Avoid for strategic product vision (requires deep customer empathy), pricing decisions (needs market and financial expertise), or when face-to-face customer discovery is more valuable than speed.

Learning Path

  1. 1Basic: user stories, feature specs, status updates
  2. 2Intermediate: competitive analysis, prioritization frameworks, PRDs
  3. 3Advanced: product strategy, go-to-market planning, OKR setting
  4. 4Expert: product vision, market positioning, business model innovation

Discussion

Product Hunt–style comments (not star reviews)
  • No comments yet — start the thread.
general reviews

Ratings

4.736 reviews
  • Advait Reddy· Dec 24, 2024

    We added error-resolver from the explainx registry; install was straightforward and the SKILL.md answered most questions upfront.
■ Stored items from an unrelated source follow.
PR #2483, opened 2021-07-15
Honor `login_fail_exit` when reconnecting

jordemort:
`login_fail_exit` is honored when initially connecting, but currently has no effect when reconnecting.

This adds a check after attempting to reconnect, so that a failure there is treated the same as a failure during the initial connection, if `login_fail_exit` is set to true.

### DIFF
--- a/client/service.go
+++ b/client/service.go
@@ -21,6 +21,7 @@ import (
 	"fmt"
 	"io/ioutil"
 	"net"
+	"os"
 	"runtime"
 	"strconv"
 	"sync"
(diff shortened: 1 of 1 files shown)


jordemort:
Hm, this isn't quite right, let me see

jordemort:
I think this version of it does what I want, but I think I broke a test along the way

fatedier:
https://github.com/fatedier/frp/blob/dev/conf/frpc_full.ini#L68

```ini
# decide if exit program when first login failed, otherwise continuous relogin to frps
# default is true
login_fail_exit = true
```

jordemort:
Ok makes sense - would you consider a PR that added an additional option then? Our use case is that we have a server plugin that validates a time-limited token at login - at reconnect this token will be expired and invalid, so we want it to exit when login on reconnect fails so our scripts can restart it with a new token.

fatedier:
Can you submit another issue to describe all your feature request and we can discuss on that issue?

jordemort:
@fatedier I have opened https://github.com/fatedier/frp/issues/2487 to discuss, thanks.

PR #2541, opened 2021-08-21
Add support for HTTPS via ACME as a client plugin

MOZGIII:
This PR adds a new client plugin `https2http_acme` and an end-to-end test for it.
The end-to-end test requires a proper DNS record configuration, so it is skipped by default.


MOZGIII:
Why did the test fail?

MOZGIII:
It uses some kind of HTTP challenge (probably http-01), I didn't really read through the code but that must be the default. I really hacked this together rather quickly, so didn't spend a lot of time digging into the acme part.

In my testing, it for sure used an HTTP challenge, as expected. No need to reload, just run the frpcs, and it will tunnel the traffic to HTTP port via an HTTPS subdomain or custom domain, and it will keep the certificated up to date.

MOZGIII:
@fatedier can you merge this?

PR #2676, opened 2021-11-24
remove nil error

ChristLZS:


ChristLZS:
When new a service, a nil error will always be returned.

PR #2720, opened 2021-12-28
refactor: refine pkg net utils

bingtianbaihua:


pkg/util/net/conn.go
```diff
@@ -194,50 +195,61 @@ func ConnectServer(protocol string, addr string) (c net.Conn, err error) {
...
 	switch protocol {
 	case "tcp":
 		return gnet.DialTcpByProxy(proxyURL, addr)
-	case "kcp":
-		// http proxy is not supported for kcp
-		return ConnectServer(protocol, addr)
-	case "websocket":
-		return ConnectWebsocketServer(addr)
 	default:
 		return nil, fmt.Errorf("unsupport protocol: %s", protocol)
```
fatedier, line 229: Error message maybe updated to `fmt.Errorf("unsupport protocol: %s when connecting by proxy", protocol)`

pkg/util/net/dial.go
```diff
@@ -0,0 +1,103 @@
...
+	}
+}
+
+func DefaultDialOptions() dialOptions {
+	return dialOptions{
+		protocol: "tcp",
+	}
+}
+
+func WithProxy(proxyURL string) DialOption {
```
fatedier, line 45: `WithProxy` -> `WithProxyURL`，params for `WithProxy` seems better if it's a new Proxy struct.

fatedier (approved):

Issue #2730, opened 2022-01-03
[security] Alpine version old , leading to Security vulnerabilities


nitinSophos:
### Bug Description

We are using Old Alpine Image 3.12.0 , latest is 3.15.0 
Old alpin image has multiple vulnerabilities including Libssl 1.1.1k , and LibreSSL. (This is not an exhaustive list)

Fix: Update alpine base image in both frpc and frps docker image.

### frpc Version

0.38.0

### frps Version

0.38.0

### System Architecture

linux/amd64

### Configurations

N/A

### Logs

N/A

### Affected area

- [ ] Docs
- [ ] Installation
- [ ] Performance and Scalability
- [X] Security
- [ ] User Experience
- [ ] Test and Release
- [ ] Developer Infrastructure
- [ ] Client Plugin
- [ ] Server Plugin
- [ ] Extensions
- [ ] Others

nitinSophos:
Raised PR: https://github.com/fatedier/frp/pull/2731

PR #2731, opened 2022-01-03
ISSUE: 2730 Alpine version update for security fixes

nitinSophos:
FRP Docker Images update alpine version to fix security vulnerabilties
Issue: https://github.com/fatedier/frp/issues/2730

### DIFF
--- a/dockerfiles/Dockerfile-for-frpc
+++ b/dockerfiles/Dockerfile-for-frpc
@@ -1,11 +1,11 @@
-FROM alpine:3.12.0 AS temp
+FROM alpine:3 AS temp
 
 COPY bin/frpc /tmp
 
 RUN chmod -R 777 /tmp/frpc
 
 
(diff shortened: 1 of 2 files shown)


dockerfiles/Dockerfile-for-frpc
```diff
@@ -1,11 +1,11 @@
-FROM alpine:3.12.0 AS temp
+FROM alpine:3.15.0 AS temp
```
fatedier, line 1: Can we just use `alpine:3` here and no need to always update it.

nitinSophos: @fatedier  yes `alpine:3` also works updating it

nitinSophos: @fatedier  updated, please merge and build when possible 👍

fatedier (approved):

  • Pratham Ware· Dec 16, 2024

    Registry listing for error-resolver matched our evaluation — installs cleanly and behaves as described in the markdown.

  • Anaya Rao· Dec 8, 2024

    Solid pick for teams standardizing on skills: error-resolver is focused, and the summary matches what you get after install.

  • Mei Haddad· Dec 4, 2024

    Keeps context tight: error-resolver is the kind of skill you can hand to a new teammate without a long onboarding doc.

  • Advait Flores· Nov 27, 2024

    error-resolver has been reliable in day-to-day use. Documentation quality is above average for community skills.

  • Luis Malhotra· Nov 23, 2024

    I recommend error-resolver for anyone iterating fast on agent tooling; clear intent and a small, reviewable surface area.

  • Lucas Malhotra· Nov 15, 2024

    Useful defaults in error-resolver — fewer surprises than typical one-off scripts, and it plays nicely with `npx skills` flows.

  • Advait Harris· Nov 11, 2024

    error-resolver fits our agent workflows well — practical, well scoped, and easy to wire into existing repos.

  • Sakshi Patil· Nov 7, 2024

    error-resolver reduced setup friction for our internal harness; good balance of opinion and flexibility.

  • Chaitanya Patil· Oct 26, 2024

    I recommend error-resolver for anyone iterating fast on agent tooling; clear intent and a small, reviewable surface area.